Segment Start: Data for analysis

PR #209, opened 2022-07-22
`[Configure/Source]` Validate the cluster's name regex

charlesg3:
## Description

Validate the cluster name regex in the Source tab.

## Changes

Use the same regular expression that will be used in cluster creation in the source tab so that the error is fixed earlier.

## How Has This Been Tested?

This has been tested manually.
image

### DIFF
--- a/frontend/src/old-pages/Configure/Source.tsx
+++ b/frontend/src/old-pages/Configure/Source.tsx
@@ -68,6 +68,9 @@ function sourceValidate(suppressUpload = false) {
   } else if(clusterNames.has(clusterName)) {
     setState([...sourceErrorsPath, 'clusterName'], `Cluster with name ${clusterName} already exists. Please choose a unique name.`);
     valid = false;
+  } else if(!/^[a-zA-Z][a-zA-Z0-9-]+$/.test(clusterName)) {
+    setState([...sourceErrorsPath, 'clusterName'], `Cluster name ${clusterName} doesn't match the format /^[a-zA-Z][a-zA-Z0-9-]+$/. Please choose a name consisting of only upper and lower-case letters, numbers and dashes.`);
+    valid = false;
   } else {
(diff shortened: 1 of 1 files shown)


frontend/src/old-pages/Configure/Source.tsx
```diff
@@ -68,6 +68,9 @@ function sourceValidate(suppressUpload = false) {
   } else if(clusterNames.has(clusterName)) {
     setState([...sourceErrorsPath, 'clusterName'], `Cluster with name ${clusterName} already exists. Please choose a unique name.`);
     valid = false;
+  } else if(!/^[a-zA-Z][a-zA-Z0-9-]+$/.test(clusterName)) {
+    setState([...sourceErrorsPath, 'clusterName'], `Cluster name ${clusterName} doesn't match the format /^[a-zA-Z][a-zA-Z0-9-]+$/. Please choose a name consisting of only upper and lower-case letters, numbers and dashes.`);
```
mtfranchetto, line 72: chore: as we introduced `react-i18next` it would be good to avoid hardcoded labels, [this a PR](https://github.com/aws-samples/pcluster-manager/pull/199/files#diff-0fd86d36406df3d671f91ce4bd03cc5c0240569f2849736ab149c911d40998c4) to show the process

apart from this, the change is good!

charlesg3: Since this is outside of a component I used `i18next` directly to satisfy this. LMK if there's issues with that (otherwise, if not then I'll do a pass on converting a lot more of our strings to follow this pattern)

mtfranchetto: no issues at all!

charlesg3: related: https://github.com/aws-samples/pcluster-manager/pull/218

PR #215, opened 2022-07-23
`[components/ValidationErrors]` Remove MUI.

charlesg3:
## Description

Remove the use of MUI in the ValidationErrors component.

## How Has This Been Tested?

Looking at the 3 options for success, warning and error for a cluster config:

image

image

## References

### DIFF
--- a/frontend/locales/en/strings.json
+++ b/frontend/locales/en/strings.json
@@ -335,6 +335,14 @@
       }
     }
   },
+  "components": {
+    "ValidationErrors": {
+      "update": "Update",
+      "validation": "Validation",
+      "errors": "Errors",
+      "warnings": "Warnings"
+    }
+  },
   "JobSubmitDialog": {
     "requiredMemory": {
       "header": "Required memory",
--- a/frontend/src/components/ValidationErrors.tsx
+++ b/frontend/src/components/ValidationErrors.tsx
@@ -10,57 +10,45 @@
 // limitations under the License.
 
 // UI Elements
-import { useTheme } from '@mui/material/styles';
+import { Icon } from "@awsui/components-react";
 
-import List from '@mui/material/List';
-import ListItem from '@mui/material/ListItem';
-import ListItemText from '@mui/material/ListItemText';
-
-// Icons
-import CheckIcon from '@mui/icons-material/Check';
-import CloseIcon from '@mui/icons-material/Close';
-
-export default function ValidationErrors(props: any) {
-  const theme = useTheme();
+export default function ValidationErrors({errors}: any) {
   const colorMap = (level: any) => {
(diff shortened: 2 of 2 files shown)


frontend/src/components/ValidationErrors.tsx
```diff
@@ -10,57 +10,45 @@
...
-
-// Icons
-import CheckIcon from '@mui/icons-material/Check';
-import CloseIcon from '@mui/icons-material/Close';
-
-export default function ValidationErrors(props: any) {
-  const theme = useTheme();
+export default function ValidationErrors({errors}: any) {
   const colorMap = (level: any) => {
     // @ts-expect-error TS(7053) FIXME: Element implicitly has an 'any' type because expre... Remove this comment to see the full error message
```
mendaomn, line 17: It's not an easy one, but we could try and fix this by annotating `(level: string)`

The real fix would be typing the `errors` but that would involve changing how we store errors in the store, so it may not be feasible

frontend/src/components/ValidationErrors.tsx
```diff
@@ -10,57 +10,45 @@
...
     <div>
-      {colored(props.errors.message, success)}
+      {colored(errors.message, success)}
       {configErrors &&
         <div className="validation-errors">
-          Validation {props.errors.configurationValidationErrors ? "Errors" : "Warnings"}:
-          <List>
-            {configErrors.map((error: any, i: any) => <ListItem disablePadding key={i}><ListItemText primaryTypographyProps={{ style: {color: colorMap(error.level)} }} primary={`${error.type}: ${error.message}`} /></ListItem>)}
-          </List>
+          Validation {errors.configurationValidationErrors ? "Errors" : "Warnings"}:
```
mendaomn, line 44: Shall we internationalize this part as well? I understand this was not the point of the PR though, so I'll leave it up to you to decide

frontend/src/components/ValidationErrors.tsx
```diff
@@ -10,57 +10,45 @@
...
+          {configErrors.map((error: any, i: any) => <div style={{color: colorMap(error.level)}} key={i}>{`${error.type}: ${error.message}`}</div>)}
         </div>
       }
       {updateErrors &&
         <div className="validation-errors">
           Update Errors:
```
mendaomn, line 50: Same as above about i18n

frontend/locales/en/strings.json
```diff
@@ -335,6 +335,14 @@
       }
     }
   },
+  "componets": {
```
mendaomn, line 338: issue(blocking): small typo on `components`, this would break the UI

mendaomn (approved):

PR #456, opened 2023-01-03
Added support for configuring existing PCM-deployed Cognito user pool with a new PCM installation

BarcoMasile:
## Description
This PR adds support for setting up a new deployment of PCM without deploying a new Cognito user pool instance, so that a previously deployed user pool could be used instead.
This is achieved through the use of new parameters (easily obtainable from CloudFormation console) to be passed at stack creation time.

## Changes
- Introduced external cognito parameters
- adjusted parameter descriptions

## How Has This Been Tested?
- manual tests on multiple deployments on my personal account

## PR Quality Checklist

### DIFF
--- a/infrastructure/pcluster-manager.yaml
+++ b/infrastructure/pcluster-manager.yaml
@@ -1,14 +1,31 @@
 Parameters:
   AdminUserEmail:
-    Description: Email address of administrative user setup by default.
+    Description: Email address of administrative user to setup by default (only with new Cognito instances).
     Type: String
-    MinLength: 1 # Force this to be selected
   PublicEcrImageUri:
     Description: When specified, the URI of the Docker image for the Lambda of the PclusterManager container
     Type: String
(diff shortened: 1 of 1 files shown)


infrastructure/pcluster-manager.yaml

Segment End: Data for analysis

• Activity: From the records above, show each line that contains the word "creation".

• Expected answer:
Use the same regular expression that will be used in cluster creation in the source tab so that the error is fixed earlier.
This is achieved through the use of new parameters (easily obtainable from CloudFormation console) to be passed at stack creation time.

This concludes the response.